Тот навис тут же грозовой тучей и зарычал:
— Тебе какое дело?
Чиркаш понял, что сейчас либо сковырнуть болячку, чтобы вышла мрачность наружу, чтобы не нагнеталась ядовитым газом внутри, либо отвалить и забыть.
— Не спасли тебя цветочки, Каштанка?
Выбор был очевидным, уж очень за все это время Чиркаш был влюблен, чтобы своего ненаглядного вот так судьбе подарить.

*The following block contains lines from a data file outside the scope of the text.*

PR #194, opened 2026-08-23
docs(claude-md): let the optimal solution set the tests [C22, Opus 5, high]

richkuo:
## Summary

Replaces the single test sign-off gate in `CLAUDE.md` (symlinked as `AGENTS.md`) with an ordering rule and three self-authorized edit cases.

- **Ordering:** derive the correct behavior from first principles, then bring the tests to it. A failing test is evidence, and the default reading stays that the code is wrong. A test never blocks the right solution.
- **Three cases, no sign-off on any of them:** *outdated* (the change deliberately replaces the asserted behavior), *wrong* (the assertion was never correct), *obsolete* (the behavior is deleted, or another test now covers it).
- **Floor retained:** weakening, deleting, skipping, or narrowing a test whose expectation is still right, to get a green tree, stays forbidden.
- **Disclosure retained and mandatory:** every test edit is named in the commit message and the PR body, with its case and what the replacement asserts.

The mutation-strength requirement from the previous revision is removed.

## Verification

`bun test` — 283 pass, 0 fail across 17 files.

## Plain simple English

The correct solution comes first, and the tests change to match it. You no longer need my approval to fix a test that is outdated, wrong, or no longer needed. You must still not weaken a good test to make a change pass, and you must list every test you changed in the commit and the pull request.

---


richkuo:
@claude review

richkuo:
Addressed review feedback (github-actions[bot] · 2026-08-23T10:33:11Z) in `3bfb195`.

The review was written against head `8cdd7cf`. The policy block was rewritten in `1bd18df` after maintainer directives, so part of the finding's premise no longer holds at head. Line numbers below are at `3bfb195`.

### Corrected scope (partial)

1. **The Obsolete case authorizes deleting a guard test without naming an authority or forcing a strength check, so the weakest-verified path is the one that removes the most protection.** — The redundancy half of the concern is real at head and is now fixed. `CLAUDE.md:48` let an agent drop a guard test on the bare claim that "another test now asserts the same thing", with no check of that claim, and `CLAUDE.md:50` asked only for "what the replacement asserts", which left a removal with no field to fill. `CLAUDE.md:48` now requires the agent to read the surviving test, name it, list each assertion of the removed test that it carries, and keep the removed test when any assertion has no counterpart there. `CLAUDE.md:50` now asks a removal for its ground in place of the replacement.

The two remedies the finding names are ruled out by maintainer directives that postdate `8cdd7cf`:

- **"State who authorizes an Obsolete removal."** `CLAUDE.md:45` now reads "Edit the test yourself in these three cases, and none of them needs my sign-off". The authority question is answered for all three cases uniformly: the agent is authorized. The premise that "line 45 promises the case decides who authorizes it" and that Outdated and Wrong each name a different authority is stale — `1bd18df` removed the per-case sign-off wording, including the explicit sign-off the Wrong case used to require. A sign-off gate on Obsolete would reverse that directive.
- **"Force a mutation proof."** The "at least as strong … proven by mutation" rule the finding cites at old line 49 was removed deliberately in `1bd18df` and must not return in any form.

The gap is therefore closed by tightening what the agent must verify and disclose, which needs no new gate and no mutation run.

**Residual, accepted by directive.** Must-survive case (1) is now caught when the surviving test carries no matching assertion, which is the common shape of a false redundancy claim. A surviving test that does assert the same thing but passes for the wrong reason is still not caught — detecting that needs the mutation proof the maintainer removed. Must-survive case (2), an Obsolete removal of a security or auto-protective test with no human sign-off, is permitted on purpose: no case needs sign-off. The standing guard for both is `CLAUDE.md:49`, which forbids any edit that hides a defect, plus the disclosure at `CLAUDE.md:50`.

Verification: `bun test` — 283 pass, 0 fail. No test file changed.

---

richkuo:
@claude review

richkuo:
Addressed review feedback (github-actions[bot] · 2026-08-23T20:04:41Z) in `393d77d`.

### Fixed

1. **The redundancy check confirms a matching assertion is present in the surviving test, but not that it exercises the removed behavior, so a guard can be dropped for a survivor that passes for the wrong reason.** — Confirmed. "Carries" did read as textual presence at `CLAUDE.md:48` (head `3bfb195`). An assertion now counts as carried only when the counterpart exercises the same behavior: it reaches the real code path rather than a stub or a mock standing in for it, and it can fail on a defect the removed assertion caught rather than restating a constant or a value the test itself set (`CLAUDE.md:48`). This closes all three **Must survive** cases — the mock-backed survivor, the tautological assertion, and the textually similar assertion on a different input class, which fails the "can fail on a defect the removed assertion caught" test. The review's own point stands: this is a static read of the surviving test, which the rule already required, so it adds no sign-off gate and no mutation run and keeps both maintainer directives.

The `3bfb195` disposition's residual is narrowed accordingly. What remains uncaught is the survivor whose assertion does reach the real path and can fail, yet whose failure mode differs from the removed test's in a way no static read reveals. Detecting that needs the mutation proof the maintainer removed by directive.

Verification: `bun test` — 283 pass, 0 fail. CI check `test` green at `3bfb195`.

---

richkuo:
@claude sonnet review

richkuo:
Addressed review feedback (github-actions[bot] · 2026-08-23T20:19:01Z) in `2b0a650`.

### Fixed

1. **The Wrong case authorizes rewriting a test on an unfalsifiable claim that the old expectation was never correct, with no requirement to ground that claim in anything checkable.** — Confirmed. The asymmetry was real at head `393d77d`: Outdated (`CLAUDE.md:46`) and Obsolete's outright-deletion ground (`CLAUDE.md:48`) both trigger on something the diff shows, and Obsolete's redundancy ground was hardened over two cycles to name the surviving test and confirm the counterpart exercises the behavior. Wrong (`CLAUDE.md:47`) carried no anchor at all, and its "say why" was disclosed only after the fact at `CLAUDE.md:50`.

   The claim must now be grounded before the rewrite, with the ground named at disclosure: the code path or contract that contradicts the old expectation, the spec it violates, an issue that reports it, or a maintainer instruction (`CLAUDE.md:47`). When the only support is the agent's reading of what the behavior ought to be, the test stays and the code gets the fix — which routes the ungrounded case back to the section's own default. The disclosure bullet now carries the matching field (`CLAUDE.md:50`), so the three cases are symmetric there.

   This closes all three **Must survive** cases. Case 1 and case 2 both fail the grounding requirement, because new defective or less-secure behavior in the same change is not a source that shows the old expectation was *never* correct. Case 3 gains no advantage, since Wrong is now the more demanding label of the two.

   The review's framing holds: naming a source is a grounding requirement, and it reinstates neither the sign-off gate removed in `1bd18df` nor the mutation proof removed with it.

Verification: `bun test` — 283 pass, 0 fail. CI check `test` green at `393d77d`.

---

richkuo:
@claude review

richkuo:
Addressed review feedback (github-actions[bot] · 2026-08-23T20:45:23Z) in `d3b209b`.

### Fixed

1. **After this PR hardens the Wrong case, the Outdated case becomes the unguarded label: it authorizes rewriting a failing test from the agent's own first-principles reading with no checkable ground, so a regression can be relabeled a deliberate replacement.** — Confirmed, and the diagnosis of the mechanism is right: hardening Wrong at `2b0a650` is what created the asymmetry. "Deliberately replaces" rests on the agent's own judgment, and an accidental regression produces the same diff as an intended replacement, so the diff proves the behavior moved and nothing more.

   The remedy goes one level above the finding's own fix. Patching Outdated alone would repeat the pattern this cycle and the last one both exhibited: harden one case, and the next-weakest becomes the escape hatch. So the burden of proof is lifted into the intro, where it binds every case (`CLAUDE.md:45`) — name a checkable ground before touching the test, independent of your own reading of what the behavior ought to be, and the agent's judgment that a change was deliberate is stated to be the claim under test rather than its own evidence. Each case then names its own ground: Outdated and the deletion branch of Obsolete cite what authorizes the new or deleted behavior (`CLAUDE.md:46`, `CLAUDE.md:48`), Wrong cites what contradicts the old expectation (`CLAUDE.md:47`), and the redundancy branch keeps its surviving-test check (`CLAUDE.md:48`). Outdated also carries the finding's own observation explicitly, so the reason for its ground is visible at the point of use.

   Disclosure now asks for the ground on every case rather than two of three (`CLAUDE.md:50`), which is the finding's second half.

   All three **Must survive** cases close. Case 1 fails for want of an authorizing source, since an accidental regression has none. Case 2 has nowhere to escape to, because every label now owes a ground. Case 3 fails the same way as case 1, and a loosening of a security or auto-protective behavior with no issue or spec behind it leaves the test standing and sends the fix to the code.

   No sign-off gate and no mutation run, so both maintainer directives hold.

Verification: `bun test` — 283 pass, 0 fail. CI check `test` green at `2b0a650`.

---

richkuo:
@claude review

Каштанка подхватил его быстрым, резким и болезненным движением за шею, как гуся, тряхнул, впечатал в ствол, от чего Чиркаш на секунду потерялся, где небо, а где земля, и прошипел озлобленно:
— Больно дерзкий?
И губы у Костика в этот момент такие блестящие были, как карамели, каких он не пробовал в жизни никогда, и вокруг дурманило ароматами весны.
Чиркаш в чужих, может, и не любовных совсем, но объятиях, поплыл, выдавив из себя еле-еле:
— Пососемся?
Наугад спросил.
Да от собственной дерзости так воодушевился, что уже и не слышал, как отступивший на шаг растерявшийся Костик цедит в ответ: «Совсем уже? Я те чё, пид…», потому что осталась только любовь.
Чиркаш до того не целовался никогда, только мечтал, потому накинулся весь и сразу.
И язык свой проколотый в удивлённо вздохнувший рот сунул, и затискал огромную, скрипящую кожей спину, и заласкал губами, как мог и как мечтал все это время, пока его обратно к жёсткой коре не отшвырнуло, как пластырь отклеило.
— Чё, не понравилось, Каштанка? — брякнул он, чтобы обиду и восторг скрыть за дерзостью.
— Оборзел? — на выдохе выплюнул Костик и шагнул навстречу.
— Я всегда борзый! Это ты у нас цветочек! — ответил Чиркаш смело, а потом сердце его дрогнуло, когда взгляд коснулся надутых в лёгком возмущении губ, нахмуренных бровей и лица обиженного мальчишки.
— Ты на кого… — заворчал Каштанка медленно, а все в панке взорвалось ликованием, потому что не было больше той страшной боли на лице.
От восторга Чиркаш подпрыгнул, касаясь звонким поцелуем прямого носа, а потом дал деру, чтобы не развизжаться, как девственница, потому что Костик не оттолкнул, не обозвал, не ударил снова.